(Data items)
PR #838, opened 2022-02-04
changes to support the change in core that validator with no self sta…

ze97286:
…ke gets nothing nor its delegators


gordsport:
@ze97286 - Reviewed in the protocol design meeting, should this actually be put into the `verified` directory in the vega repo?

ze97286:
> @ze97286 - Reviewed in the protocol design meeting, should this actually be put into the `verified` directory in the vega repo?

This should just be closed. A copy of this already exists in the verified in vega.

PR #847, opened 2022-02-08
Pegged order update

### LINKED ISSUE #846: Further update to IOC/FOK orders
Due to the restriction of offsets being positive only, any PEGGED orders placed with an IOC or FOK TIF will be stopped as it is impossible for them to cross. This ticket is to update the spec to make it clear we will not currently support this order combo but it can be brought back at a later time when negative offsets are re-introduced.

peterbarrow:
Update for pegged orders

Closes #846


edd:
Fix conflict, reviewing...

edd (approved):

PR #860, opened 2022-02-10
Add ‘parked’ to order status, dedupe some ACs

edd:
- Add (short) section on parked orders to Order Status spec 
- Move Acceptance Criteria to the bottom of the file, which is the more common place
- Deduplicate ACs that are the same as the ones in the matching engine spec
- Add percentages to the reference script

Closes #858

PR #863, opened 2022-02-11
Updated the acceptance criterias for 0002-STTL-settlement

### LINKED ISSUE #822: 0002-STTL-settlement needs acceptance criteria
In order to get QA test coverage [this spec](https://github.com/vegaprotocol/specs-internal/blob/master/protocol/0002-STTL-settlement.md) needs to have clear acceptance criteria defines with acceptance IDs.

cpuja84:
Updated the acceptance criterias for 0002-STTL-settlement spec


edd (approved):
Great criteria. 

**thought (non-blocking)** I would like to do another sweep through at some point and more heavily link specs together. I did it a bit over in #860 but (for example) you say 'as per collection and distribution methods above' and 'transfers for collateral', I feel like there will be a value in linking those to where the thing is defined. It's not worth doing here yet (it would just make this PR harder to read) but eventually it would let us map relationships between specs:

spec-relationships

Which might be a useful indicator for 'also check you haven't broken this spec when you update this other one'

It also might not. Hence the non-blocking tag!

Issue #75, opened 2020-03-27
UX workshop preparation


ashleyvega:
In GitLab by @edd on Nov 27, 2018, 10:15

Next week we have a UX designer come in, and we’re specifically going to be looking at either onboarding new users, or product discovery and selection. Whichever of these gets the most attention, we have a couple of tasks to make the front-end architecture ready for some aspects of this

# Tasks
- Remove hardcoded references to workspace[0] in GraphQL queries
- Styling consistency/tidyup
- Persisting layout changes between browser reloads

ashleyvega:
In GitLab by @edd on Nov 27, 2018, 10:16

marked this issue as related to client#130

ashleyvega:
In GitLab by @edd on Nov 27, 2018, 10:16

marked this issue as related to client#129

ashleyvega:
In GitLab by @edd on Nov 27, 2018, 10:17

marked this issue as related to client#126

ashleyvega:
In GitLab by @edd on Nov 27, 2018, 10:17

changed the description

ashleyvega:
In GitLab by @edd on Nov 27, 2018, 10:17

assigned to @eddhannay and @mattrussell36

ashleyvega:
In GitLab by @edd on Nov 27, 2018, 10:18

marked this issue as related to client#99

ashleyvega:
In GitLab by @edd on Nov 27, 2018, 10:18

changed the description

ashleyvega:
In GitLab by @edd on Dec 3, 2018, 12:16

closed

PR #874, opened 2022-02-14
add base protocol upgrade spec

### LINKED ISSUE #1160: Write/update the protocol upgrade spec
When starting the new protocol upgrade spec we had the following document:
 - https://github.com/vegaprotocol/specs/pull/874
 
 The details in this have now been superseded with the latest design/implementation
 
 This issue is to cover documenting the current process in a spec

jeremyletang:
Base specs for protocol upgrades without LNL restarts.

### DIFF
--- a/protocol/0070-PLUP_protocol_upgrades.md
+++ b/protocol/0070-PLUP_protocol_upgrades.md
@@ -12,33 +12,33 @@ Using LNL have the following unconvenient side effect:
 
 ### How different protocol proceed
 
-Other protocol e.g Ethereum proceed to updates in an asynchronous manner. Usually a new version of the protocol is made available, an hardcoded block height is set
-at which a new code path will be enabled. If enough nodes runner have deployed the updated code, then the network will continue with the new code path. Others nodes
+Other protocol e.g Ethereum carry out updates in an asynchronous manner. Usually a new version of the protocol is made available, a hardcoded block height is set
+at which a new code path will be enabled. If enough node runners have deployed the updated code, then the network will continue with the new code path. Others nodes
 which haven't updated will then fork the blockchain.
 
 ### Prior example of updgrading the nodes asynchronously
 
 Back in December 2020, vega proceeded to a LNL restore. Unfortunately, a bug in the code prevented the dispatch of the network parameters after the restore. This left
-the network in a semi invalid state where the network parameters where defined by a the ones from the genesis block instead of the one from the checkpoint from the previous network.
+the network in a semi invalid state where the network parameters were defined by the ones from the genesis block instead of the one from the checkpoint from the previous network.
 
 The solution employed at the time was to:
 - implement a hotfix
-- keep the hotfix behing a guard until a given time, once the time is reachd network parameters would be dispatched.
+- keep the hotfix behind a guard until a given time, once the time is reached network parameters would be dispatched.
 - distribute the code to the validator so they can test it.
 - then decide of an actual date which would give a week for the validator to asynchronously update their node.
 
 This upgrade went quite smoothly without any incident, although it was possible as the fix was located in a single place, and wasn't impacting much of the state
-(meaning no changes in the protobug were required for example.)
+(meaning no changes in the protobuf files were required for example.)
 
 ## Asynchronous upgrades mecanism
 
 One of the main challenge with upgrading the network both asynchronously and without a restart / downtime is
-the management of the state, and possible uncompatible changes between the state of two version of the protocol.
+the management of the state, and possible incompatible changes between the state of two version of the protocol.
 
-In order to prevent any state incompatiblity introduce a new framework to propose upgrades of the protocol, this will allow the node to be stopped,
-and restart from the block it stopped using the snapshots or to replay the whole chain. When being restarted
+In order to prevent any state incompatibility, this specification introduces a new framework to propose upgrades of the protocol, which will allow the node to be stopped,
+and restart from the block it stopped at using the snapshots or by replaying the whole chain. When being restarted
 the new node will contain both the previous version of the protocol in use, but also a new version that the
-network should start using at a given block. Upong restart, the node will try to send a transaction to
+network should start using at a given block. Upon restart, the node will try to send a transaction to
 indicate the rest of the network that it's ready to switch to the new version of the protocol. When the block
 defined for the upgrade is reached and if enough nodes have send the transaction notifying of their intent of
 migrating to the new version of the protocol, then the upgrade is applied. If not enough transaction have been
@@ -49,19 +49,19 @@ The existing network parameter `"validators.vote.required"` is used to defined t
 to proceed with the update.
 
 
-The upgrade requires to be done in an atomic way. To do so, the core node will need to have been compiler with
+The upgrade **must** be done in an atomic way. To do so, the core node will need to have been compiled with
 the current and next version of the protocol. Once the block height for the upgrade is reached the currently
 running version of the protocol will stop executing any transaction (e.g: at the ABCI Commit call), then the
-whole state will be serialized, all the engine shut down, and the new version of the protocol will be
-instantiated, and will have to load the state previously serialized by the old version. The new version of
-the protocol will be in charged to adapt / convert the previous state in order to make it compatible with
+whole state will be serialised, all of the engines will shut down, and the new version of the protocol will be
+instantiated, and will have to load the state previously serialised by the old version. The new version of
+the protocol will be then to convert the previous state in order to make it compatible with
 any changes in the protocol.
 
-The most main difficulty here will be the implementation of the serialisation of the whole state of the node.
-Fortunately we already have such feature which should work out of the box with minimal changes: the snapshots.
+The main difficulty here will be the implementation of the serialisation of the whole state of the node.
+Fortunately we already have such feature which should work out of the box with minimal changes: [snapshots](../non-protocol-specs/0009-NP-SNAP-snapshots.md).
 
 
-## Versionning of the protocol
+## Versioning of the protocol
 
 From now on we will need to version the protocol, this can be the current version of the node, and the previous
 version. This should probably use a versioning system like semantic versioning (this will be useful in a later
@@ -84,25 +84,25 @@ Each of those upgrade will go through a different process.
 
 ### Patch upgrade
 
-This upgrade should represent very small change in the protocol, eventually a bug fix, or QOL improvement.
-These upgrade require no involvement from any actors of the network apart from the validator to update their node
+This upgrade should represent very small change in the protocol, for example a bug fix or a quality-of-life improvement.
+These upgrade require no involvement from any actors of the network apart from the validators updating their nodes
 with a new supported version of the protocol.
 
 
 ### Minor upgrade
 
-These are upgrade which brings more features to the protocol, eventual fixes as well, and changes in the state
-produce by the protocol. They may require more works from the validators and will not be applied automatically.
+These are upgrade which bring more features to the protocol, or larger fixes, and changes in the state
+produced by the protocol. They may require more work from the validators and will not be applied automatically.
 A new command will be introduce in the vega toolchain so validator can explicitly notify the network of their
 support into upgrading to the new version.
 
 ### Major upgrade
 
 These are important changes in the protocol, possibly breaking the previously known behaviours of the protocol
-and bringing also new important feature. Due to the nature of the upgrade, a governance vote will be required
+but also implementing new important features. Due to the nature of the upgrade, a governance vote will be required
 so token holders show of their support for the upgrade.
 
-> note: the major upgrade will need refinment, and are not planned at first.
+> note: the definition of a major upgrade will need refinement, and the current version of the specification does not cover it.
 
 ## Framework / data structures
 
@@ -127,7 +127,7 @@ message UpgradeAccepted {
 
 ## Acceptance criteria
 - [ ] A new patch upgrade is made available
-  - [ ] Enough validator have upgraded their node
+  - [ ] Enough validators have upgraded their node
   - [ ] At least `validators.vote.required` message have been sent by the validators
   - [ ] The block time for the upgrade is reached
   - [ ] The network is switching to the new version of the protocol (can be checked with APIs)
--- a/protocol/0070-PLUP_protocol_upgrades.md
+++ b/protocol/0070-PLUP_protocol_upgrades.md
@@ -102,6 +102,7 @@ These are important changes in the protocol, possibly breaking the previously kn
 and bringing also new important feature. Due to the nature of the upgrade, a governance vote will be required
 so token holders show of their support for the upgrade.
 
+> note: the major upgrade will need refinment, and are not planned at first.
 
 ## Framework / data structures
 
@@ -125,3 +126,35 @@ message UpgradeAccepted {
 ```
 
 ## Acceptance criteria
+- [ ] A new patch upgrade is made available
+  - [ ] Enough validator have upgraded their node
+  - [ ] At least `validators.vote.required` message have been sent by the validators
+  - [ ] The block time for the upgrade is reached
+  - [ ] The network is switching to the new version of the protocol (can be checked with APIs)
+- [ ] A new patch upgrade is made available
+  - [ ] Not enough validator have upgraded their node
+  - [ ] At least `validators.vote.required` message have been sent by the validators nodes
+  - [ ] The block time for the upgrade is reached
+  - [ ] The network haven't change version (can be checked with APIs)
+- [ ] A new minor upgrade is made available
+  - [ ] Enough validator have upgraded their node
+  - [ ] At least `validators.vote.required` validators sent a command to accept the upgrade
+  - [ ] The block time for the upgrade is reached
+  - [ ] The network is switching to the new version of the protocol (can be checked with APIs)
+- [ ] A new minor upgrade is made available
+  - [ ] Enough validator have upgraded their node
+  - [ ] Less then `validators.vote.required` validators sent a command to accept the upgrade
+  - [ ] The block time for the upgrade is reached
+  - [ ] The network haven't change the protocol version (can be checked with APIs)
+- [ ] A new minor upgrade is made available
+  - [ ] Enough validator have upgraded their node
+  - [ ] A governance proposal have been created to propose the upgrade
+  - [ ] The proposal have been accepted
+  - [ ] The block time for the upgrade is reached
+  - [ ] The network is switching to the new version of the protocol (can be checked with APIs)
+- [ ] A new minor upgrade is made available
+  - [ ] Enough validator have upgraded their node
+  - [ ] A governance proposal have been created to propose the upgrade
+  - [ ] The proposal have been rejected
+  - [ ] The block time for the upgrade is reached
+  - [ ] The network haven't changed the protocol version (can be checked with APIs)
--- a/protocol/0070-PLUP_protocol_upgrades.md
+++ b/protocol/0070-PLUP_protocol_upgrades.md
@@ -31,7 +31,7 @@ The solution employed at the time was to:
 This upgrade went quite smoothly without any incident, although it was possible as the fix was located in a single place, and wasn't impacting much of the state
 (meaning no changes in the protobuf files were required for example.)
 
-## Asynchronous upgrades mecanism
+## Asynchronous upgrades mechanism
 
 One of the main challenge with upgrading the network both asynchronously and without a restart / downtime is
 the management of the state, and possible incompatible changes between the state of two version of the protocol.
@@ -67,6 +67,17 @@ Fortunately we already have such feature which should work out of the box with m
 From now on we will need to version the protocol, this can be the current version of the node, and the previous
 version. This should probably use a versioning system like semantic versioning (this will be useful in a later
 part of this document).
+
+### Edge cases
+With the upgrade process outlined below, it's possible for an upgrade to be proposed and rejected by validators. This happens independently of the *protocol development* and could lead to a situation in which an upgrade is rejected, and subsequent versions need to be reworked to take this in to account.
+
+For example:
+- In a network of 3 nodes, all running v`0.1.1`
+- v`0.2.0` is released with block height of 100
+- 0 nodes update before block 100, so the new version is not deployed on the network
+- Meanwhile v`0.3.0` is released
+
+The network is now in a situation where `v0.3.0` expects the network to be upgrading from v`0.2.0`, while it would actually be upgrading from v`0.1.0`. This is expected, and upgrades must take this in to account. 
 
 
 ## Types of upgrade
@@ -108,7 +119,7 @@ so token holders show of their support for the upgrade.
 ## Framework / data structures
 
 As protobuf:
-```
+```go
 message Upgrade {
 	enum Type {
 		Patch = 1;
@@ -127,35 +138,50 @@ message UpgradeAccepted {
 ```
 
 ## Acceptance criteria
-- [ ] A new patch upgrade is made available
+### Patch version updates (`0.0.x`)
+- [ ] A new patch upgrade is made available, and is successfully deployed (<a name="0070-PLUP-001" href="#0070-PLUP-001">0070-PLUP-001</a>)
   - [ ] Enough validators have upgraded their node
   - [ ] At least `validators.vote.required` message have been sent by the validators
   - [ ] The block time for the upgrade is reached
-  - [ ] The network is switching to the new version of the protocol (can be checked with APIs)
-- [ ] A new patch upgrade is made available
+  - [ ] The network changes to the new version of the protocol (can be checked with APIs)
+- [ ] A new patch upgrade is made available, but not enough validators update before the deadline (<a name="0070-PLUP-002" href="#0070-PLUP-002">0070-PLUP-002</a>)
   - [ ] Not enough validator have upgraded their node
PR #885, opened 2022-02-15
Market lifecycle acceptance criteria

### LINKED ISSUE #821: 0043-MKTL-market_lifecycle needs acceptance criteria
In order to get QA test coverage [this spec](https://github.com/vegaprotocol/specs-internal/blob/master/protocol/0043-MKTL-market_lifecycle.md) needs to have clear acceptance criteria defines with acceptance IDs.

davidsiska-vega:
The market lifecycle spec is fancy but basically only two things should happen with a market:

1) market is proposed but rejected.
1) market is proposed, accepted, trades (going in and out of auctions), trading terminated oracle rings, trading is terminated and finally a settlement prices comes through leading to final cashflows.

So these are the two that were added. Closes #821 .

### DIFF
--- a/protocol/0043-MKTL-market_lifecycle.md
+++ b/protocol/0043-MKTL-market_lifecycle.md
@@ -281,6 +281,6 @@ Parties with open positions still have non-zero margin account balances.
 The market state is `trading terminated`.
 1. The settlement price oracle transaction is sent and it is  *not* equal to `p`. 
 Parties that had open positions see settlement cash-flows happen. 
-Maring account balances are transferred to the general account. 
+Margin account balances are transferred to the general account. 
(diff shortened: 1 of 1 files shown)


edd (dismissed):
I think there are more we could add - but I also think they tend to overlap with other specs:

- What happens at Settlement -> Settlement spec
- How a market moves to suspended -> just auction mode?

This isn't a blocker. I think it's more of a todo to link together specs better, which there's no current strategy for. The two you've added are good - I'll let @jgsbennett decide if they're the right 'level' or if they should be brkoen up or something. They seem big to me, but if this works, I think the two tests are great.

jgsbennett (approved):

• Aim of the exercise: Where a line of the entries contains the word "href", copy that line.

• Final answer:
+- [ ] A new patch upgrade is made available, and is successfully deployed (<a name="0070-PLUP-001" href="#0070-PLUP-001">0070-PLUP-001</a>)
+- [ ] A new patch upgrade is made available, but not enough validators update before the deadline (<a name="0070-PLUP-002" href="#0070-PLUP-002">0070-PLUP-002</a>)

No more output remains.